Filed: June 28, 2001






1 Mr. Truong first underwent surgery on his lumbar spine in 1994. (Dec. 11.)

2 The employee also argues that the judge erred in denying his request that the witnesses be sequestered. Whether to order sequestration is a matter of discretion for the trial judge. Liacos, Massachusetts Evidence, § 6.2 (7 th ed. 1999). While the reasons given by the judge for denying the request -- "these are . . . open proceedings" and the request is "contrary to our normal operating practices" (Tr. 14-15) -- are erroneous, Liacos, supra we perceive no abuse of discretion. Furthermore, the employee makes no persuasive argument that he was harmed by the failure to sequester, and the record suggests no harm.

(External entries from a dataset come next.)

Issue #557, opened 2015-03-13
Non-ascii passes are not recognized in linux


Yanpas:
I have path to my app /home/yanpas/Документы/Дистрибутивы/Telegram/, but in the launch file (telegramdesktop.desktop) it is shown as
 home/yanpas/ÐÐ¾ÐºÑÐ¼ÐµÐ½ÑÑ/ÐÐ¸ÑÑÑÐ¸Ð±ÑÑÐ¸Ð²Ñ/Telegram so it is unable to launch it from menu.

Vdragon:
I can confirm this issue.  I installed Telegram to /home/Vdragon/軟體/Telegram but the Exec field in the generated freedesktop.org desktop entry is "/home/Vdragon/è»é«/Telegram/Telegram -- %u" instead.

Recommended rename this issue to "Incorrect-path freedesktop.org desktop entry installed when Telegram launched in a path contains non-ASCII characters"

Vdragon:
AFAICS the problem is at https://github.com/telegramdesktop/tdesktop/blob/ad04bf77d1c95a9f53dc9dbf7d12b8e12746e759/Telegram/SourceFiles/pspecific_linux.cpp#L1658

It shouldn't use toLocal8Bit() method to convert the string, maybe toUtf8() instead.

PR #567, opened 2015-03-15
pspecific_linux.cpp: replace all toLocal8Bit() call to toUTF8(), fix I18N and #557

Vdragon:
Currently Telegram uses toLocal8Bit() in many GNU/Linux operations such as
generating command line, directory path and file path, this will cause
issues on non-ASCII environments like garbled path in Exec field of
freedesktop desktop entry(issue #557).

This commit simply replace all toLocal8Bit() calls to toUTF8().

WARNING: This patch is by a person with little knowledge on Qt
developing and is also not tested at all, please review before merging.

Reported-by: Yanpas <https://github.com/Yanpas>
Signed-off-by: Ｖ字龍(Vdragon) <Vdragon.Taiwan@gmail.com>

### DIFF
--- a/Telegram/SourceFiles/pspecific_linux.cpp
+++ b/Telegram/SourceFiles/pspecific_linux.cpp
@@ -1606,7 +1606,7 @@ void psOpenFile(const QString &name, bool openWith) {
 
 void psShowInFolder(const QString &name) {
     App::wnd()->layerHidden();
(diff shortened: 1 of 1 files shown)


telegramdesktop:
Fixed in last versions together with some escaping of command line arguments, so can't merge that, but thanks for the report.

PR #1717, opened 2025-06-24
EREGCSC-2974-A Temporarily disable the text extractor

cgodwin1:
Resolves part of #2974

**Description-**

In order to convert the text extractor's SQS queue from standard to FIFO, we can't have the eRegs site depending on the queue via exported URL or ARN. This is because in order to do the switch, AWS must delete the old queue and create a new one in its place. Attempting to do this currently will fail as the deploy process won't allow the deletion of a resource that is depended on by a downstream stack.

- Temporarily disable the text extractor by removing imports in the CDK API stack.
- Modify the text extractor calling code to properly display an admin panel error in the case where the text extractor's destination URL or ARN is not configured.

1. Go to the admin panel -> public links.
2. Select one or more resources and use the action dropdown to attempt to extract text.
3. Observe the red error banner at the top of the page that results. This is expected until the next 2974 PR is deployed.

### DIFF
--- a/cdk-eregs/lib/stacks/api-stack.ts
+++ b/cdk-eregs/lib/stacks/api-stack.ts
@@ -209,10 +209,10 @@ export class BackendStack extends cdk.Stack {
         // ================================
         // SQS QUEUE
         // ================================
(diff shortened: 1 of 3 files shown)


PhilR8 (approved):
LGTM!

PR #1721, opened 2025-06-30
EREGCSC-2625 Omit text from scraped HTML that is irrelevant to search

cgodwin1:
Resolves #2625

**Description-**

Currently, the markup extractor will extract all visible text on a webpage. This includes text such as nav bars, headers, and footers. This reduces the effectiveness of full-text search if a query is only present in one of these non-content parts of the page.

Unfortunately, not all sites use tags such as `<main>`, `<section>`, and `<article>` in the appropriate way, and many older sites don't make use of that at all. So we want a way to add rule exceptions on a per-site basis while providing a sane default set of behaviors to fall back on.

- The default behavior will now be to look for content in a `<main>` tag.
- If that doesn't exist, it will attempt to find content in one or more `<article>` and/or `<section>` tags.
- If they don't exist, then it will fall-back to using the entire `<body>`.
- The following tags are removed entirely: `<script>`, `<style>`, `<nav>`, `<header>`, `<footer>`, `<aside>`, `<form>`, and `<noscript>`.
- Custom rules are defined by method name. For example, to write custom rules for "test.example.com":
    ```python
    def _extract_from_test_example_com(self, soup: BeautifulSoup) -> str:
        return soup.do_something_here()
    ```
    (Note that a top-level exception such as "_extract_from_example_com()" will automatically apply to both "example.com" and "www.example.com".)

1. Check out the `test_markup.py` changes. The fixture files there cover all currently implemented rules and exceptions.
2. Re-extract some of the links found in these searches:
    - Search for CCTAG
    - Search for 'training & education'
3. After re-extracting, reload those pages on the experimental deploy and see that the results are more relevant, i.e. are not showing up because the query text is in a header/footer.


PhilR8 (approved):
LGTM!

PR #1761, opened 2025-07-28
Make "extract_url" field visible and editable in the admin panel

cgodwin1:
Resolves #n/a

**Description-**

We have had a field on the resource model, `extract_url`, for a long time. It's purpose so far has been limited to Federal Register links where the user-visible page doesn't extract as well as a non-user-friendly link. However, we can apply this to other resources as well. For example: show a user a friendly web page but index a large PDF that is linked to from that page.

- `extract_url` visible and editable on the admin panel.
- If `extract_url` field changes, it will trigger extraction if auto extract is enabled.

1. Go to a public link and expand the "Search indexing" fieldset.
2. Enter a new URL in to the "Text extraction URL" field and save.
3. After some time, the indexed text should change to reflect the new URL.

### DIFF
--- a/solution/backend/resources/admin/internal_resources.py
+++ b/solution/backend/resources/admin/internal_resources.py
@@ -45,7 +45,7 @@ class InternalLinkAdmin(AbstractInternalResourceAdmin):
         }),
         ("Search indexing", {
             "classes": ("collapse",),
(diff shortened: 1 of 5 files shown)


PhilR8 (approved):
LGTM!

PR #1784, opened 2025-08-14
EREGCSC-2992 — Upgrade Node to latest LTS

PhilR8:
Resolves [EREGCSC-2992](https://jiraent.cms.gov/browse/EREGCSC-2992)

**Description**

eRegs is using Node 20 wherever Node is required.  Node 20 is currently in "Maintenance LTS (Long Term Support)" mode and will be [supported through May 2026](https://nodejs.org/en/about/previous-releases).  We should upgrade to a newer version of Node before that time.

- Updates node versions to the latest current LTS version, which is Node 22.  This will be supported through May 2027.

1. Green check marks
2. All team members install and use Node 22 LTS ([Jod](https://nodejs.org/en/blog/release/v22.11.0)) locally
   - If using Node Version Manager ([nvm](https://github.com/nvm-sh/nvm)), this command will install and use Node 22: `nvm install 22`
   - User may also desire to set nvm's default version to 22: `nvm alias default 22`
4. No issues with local development, Github Actions runs, or deployments to hosted environments using Node 22

### DIFF
--- a/.github/workflows/deploy-to-env.yml
+++ b/.github/workflows/deploy-to-env.yml
@@ -40,7 +40,7 @@ jobs:
       - name: Setup Node
         uses: actions/setup-node@v4
         with:
-          node-version: 20
+          node-version: 22
 
       - uses: actions/setup-python@v5
         with:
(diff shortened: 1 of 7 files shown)


cgodwin1 (approved):
LGTM!

PR #1785, opened 2025-08-14
EREGCSC-2998 — Fix glob/inflight deprecation warning

PhilR8:
Resolves [EREGCSC-2998](https://jiraent.cms.gov/browse/EREGCSC-2998)

**Description**

When we deploy the static assets, the following warning is thrown:

> npm warn deprecated inflight@1.0.6: This module is not supported, and leaks memory. Do not use it. Check out lru-cache if you want a good and tested way to coalesce async requests by a key value, which is much more comprehensive and powerful.
> npm warn deprecated glob@7.2.3: Glob versions prior to v9 are no longer supported

This warning is being caused by `jest`, which depends on `glob@7.2.3`.  

Snyk also shows that `shelljs` in `eregs-component-lib` depends on `glob@7.2.3` and contains the same issue.

Upgrading `shelljs` to the latest version (0.10.0) fixes the issue in `eregs-component-lib`.

Removing `jest` from the `cdk-eregs` project silences the warning seen in the [`deploy-static-assets` step](https://github.com/Enterprise-CMCS/cmcs-eregulations/actions/runs/16970109448/job/48104480452) of the `deploy-experimental` Github action.

- Updates [shelljs](https://github.com/shelljs/shelljs) to latest version (0.10.0)
- Removes `jest` and all related dependencies from `cdk-eregs` because:
   1. Jest depends on the same version of `glob` that is causing the warning
   2. Jest has been throwing this warning for [over a year without a fix](https://github.com/jestjs/jest/issues/15173)
   3. eRegs isn't even using Jest because there are no tests in `cdk-eregs` or the entire cdk project
   4. If/when it is decided to add tests to `cdk-eregs`, Vitest would be used instead of Jest because there are already extensive Vitest test suites running in other parts of the project; Vitest would be preferred here in `cdk-eregs` for the sake of consistency and maintainability
- Removes `--debug` flag in vite `watch` command to make local development less noisy in terminal

1. Green check marks
6. Local development builds and reloads as expected
7. Deprecation warning is gone when deploying static assets


cgodwin1 (approved):
LGTM!

PR #1527, opened 2025-01-24
EREGCSC-2905-B -- Add list of directories for npm ecosystem package.json locations in Dependabot config

PhilR8:
Resolves [EREGCSC-2905](https://jiraent.cms.gov/browse/EREGCSC-2905)

**Description**

Further refinement of Dependabot configuration work.

Since we began updating the `dependabot.yml` file, we've been seeing some [failures of the Dependabot Github Action](https://github.com/Enterprise-CMCS/cmcs-eregulations/actions/workflows/dependabot/dependabot-updates).  The [error](https://github.com/Enterprise-CMCS/cmcs-eregulations/network/updates/952232478) is:

```
Dependabot couldn't find a package.json
Dependabot requires a package.json to evaluate your JavaScript dependencies. It had expected to find one at the path: /package.json.
```

To attempt to fix this error, `dependabot.yml` is being updated to use the `directories` option to specify locations of multiple `package.json` files.

See:
- [Controlling which dependencies are updated by Dependabot / Defining multiple locations for manifest files](https://docs.github.com/en/code-security/dependabot/dependabot-version-updates/controlling-dependencies-updated#defining-multiple-locations-for-manifest-files) (Github Docs)
- [Existing `dependabot.yml` example with multiple `directories`](https://github.com/metal3-io/cluster-api-provider-metal3/blob/main/.github/dependabot.yml)
- [Long Github Issues discussion about `groups` and `directories` options](https://github.com/dependabot/dependabot-core/issues/2178)

**This pull request changes:**

- Changes `directory: "/"` to `directories: <list/of/directories>` for `npm` package ecosystem
- Updates Cypress test in `part` test suite to mock async call to `/v3/title/{title}/part/{part}/history/section/{section}` endpoint
   - Adds related fixture file

**Steps to manually verify this change:**

1. Green check marks
2. Dependabot action does not fail

PR #1523, opened 2025-01-21
EREGCSC-2905-A -- Increment open Pull Request limit to 2

PhilR8:
Resolves [EREGCSC-2905](https://jiraent.cms.gov/browse/EREGCSC-2905)

**Description**

Further refinement of Dependabot configuration work.  The expectation was that each defined `package-ecosystem` would have a maximum of one PR open; with two `package-ecosystems` defined, the expected number of PRs open at any given time would be a maximum of two.

Instead, we're only seeing one pull request.  We'd like to tweak this setting to get two PRs open concurrently.

**This pull request changes:**

- updates `open-pull-request-limit` to `2` for each package ecosystem
- Adds `groups` option to group certain dependencies together into a single pull request

**Steps to manually verify this change:**

1. Green check marks
2. Merge to `main` and see if a second dependabot PR joins the currently open one

PR #1517, opened 2025-01-15
EREGCSC-2905 -- Automate prompts for major updates for key components

PhilR8:
Resolves [EREGCSC-2905](https://jiraent.cms.gov/browse/EREGCSC-2905)

**Description**

Make Dependabot a bit more aggressive when it comes to upgrading our `npm` dependencies.  

To do this, we will allow dependabot to create pull requests every weekday, but will limit the number of open pull requests to one.  This way, we can move as fast as we want with these PRs -- we can have a new one every day if needed, or we can allow an open PR to sit for several days before being reviewed without worrying about new PRs being created.

**This pull request changes:**

- Adds section to `dependabot.yml` for `npm` ecosystem
- Sets pull request creation interval to `daily` (weekdays)
- Limits open PRs for `npm` ecosystem to `1` (one)
- Increase minimum required version in `package.json` to the recently updated version

**Steps to manually verify this change:**

1. Green check marks
2. `npm` ecosystem pull requests are created more often than we're used to seeing them

PR #1822, opened 2025-09-11
EREGCSC-3008 — Pin all npm dependencies

PhilR8:
Resolves [EREGCSC-3008](https://jiraent.cms.gov/browse/EREGCSC-3008)

**Description**

To improve consistency in deploys and minimize risk of bringing in uninspected NPM dependencies, we want to ensure we're pinning patch versions.

**Background**

NPM allows for [several types of versioning for dependencies listed in our `package.json` file](https://thetshaped.dev/p/pin-your-dependencies-in-packagejson).  Some types that we're currently using in eRegs:
   - prefixing a version number with a tilde (ex: `~2.1.3`) will automatically install the newest patch version of `2.1`
   - prefixing a version number with a caret (ex: `^2.1.3`) will automatically install the newest minor version of `2`)
   - prefixing a version number with a greater than/equals operator (ex: `>=2.1.3`) will automatically install the newest major version of the library that is `2` or greater

These are known as [semver (semantic versioning) ranges](https://docs.npmjs.com/cli/v6/using-npm/semver#ranges).

The ability to use these semver ranges to install newer versions of dependencies than what is explicitly listed has some benefits: chief among them is that it [allows the project to "automatically" get updated releases, which may even include security fixes](https://docs.renovatebot.com/dependency-pinning/#why-use-ranges).

However, the inverse can be also be true: it can allow compromised packages to be installed without explicit knowledge of the team.  To wit: a [recent incident occured where 18 popular npm packages were compromised](https://www.aikido.dev/blog/npm-debug-and-chalk-packages-compromised).

None of our libraries or their many dependencies were affected by the aforementioned incident, but the incident has led to conversations among the eRegs team regarding our own dependency pinning habits.  Our current pattern of creating ephemeral deployments for all pull requests, as well as being able to perform daily zero downtime deployments, means we are deploying early and often.  Is the benefit of "automatically" getting updated packages worth the risk of accidentally and unknowingly shipping a compromised package to `prod`?

The answer is no, mainly because we have [spent](https://github.com/Enterprise-CMCS/cmcs-eregulations/pull/1517) [much](https://github.com/Enterprise-CMCS/cmcs-eregulations/pull/1523) [time](https://github.com/Enterprise-CMCS/cmcs-eregulations/pull/1527) [and](https://github.com/Enterprise-CMCS/cmcs-eregulations/pull/1533) [effort](https://github.com/Enterprise-CMCS/cmcs-eregulations/pull/1755) [this past year](https://github.com/Enterprise-CMCS/cmcs-eregulations/pull/1773) configuring and allowing dependabot to create pull requests that manage and update npm packages on an aggressive yet realistic pace.  

That is to say: we can expect Github's dependabot and code scanning functionality to create daily pull requests to keep the project's npm dependencies up to date and secure.  Along with periodic explicit audits of our dependencies, we can pin every npm dependency to an exact version without fear that the project will be missing out on security updates found in newer package versions.  That is what this pull request does.

- Removes all caret and tilde semver ranges from all `package.json` files
- Updates associated `package-lock.json` files

1. Green check marks
2. Visit ephemeral deployment and validate that site works as expected

### DIFF
--- a/cdk-eregs/package.json
+++ b/cdk-eregs/package.json
@@ -19,7 +19,7 @@
   },
   "dependencies": {
     "@aws-sdk/client-ssm": "3.888.0",
-    "aws-cdk-lib": "~.214.0",
+    "aws-cdk-lib": "2.214.0",
     "constructs": "10.4.1",
     "fs-extra": "11.3.1",
     "path": "0.12.7",


cgodwin1 (approved):
LGTM

PR #2240, opened 2026-09-04
EREGCSC-3256 Update dependency chain including Starlette to address issue

cgodwin1:
Resolves [EREGCSC-3256](https://jiraent.cms.gov/browse/EREGCSC-3256)

**Description:**

FastMCP has a dependency on Starlette which needs to be updated. This PR updates FastMCP to the latest stable version which is 4.0.2. Also checked existing MCP server code to ensure nothing breaks from v3 -> v4.

- Update FastMCP to 4.0.2 (which updates Starlette to 1.6.0).

1. Green check marks


PhilR8 (approved):
LGTM!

3 In his August 13, 1998 office note, Dr. Ameri did report that the employee "would now like to go ahead with surgical intervention." Dr. Zisk reported on June 29, 1998 that the neurosurgeon (presumably, Dr. Ameri) "suggested that repeat surgery may be necessary if symptoms do not improve in the next month or two." This latter quoted passage suggests that the result of the MRI test, by itself, was not a reason to undergo surgery.

4 As he reconsiders and makes new subsidiary findings as to whether the alleged incident occurred, the judge should consider the testimony of all the witnesses who testified on that issue, including David Brown and Daniel Rubner.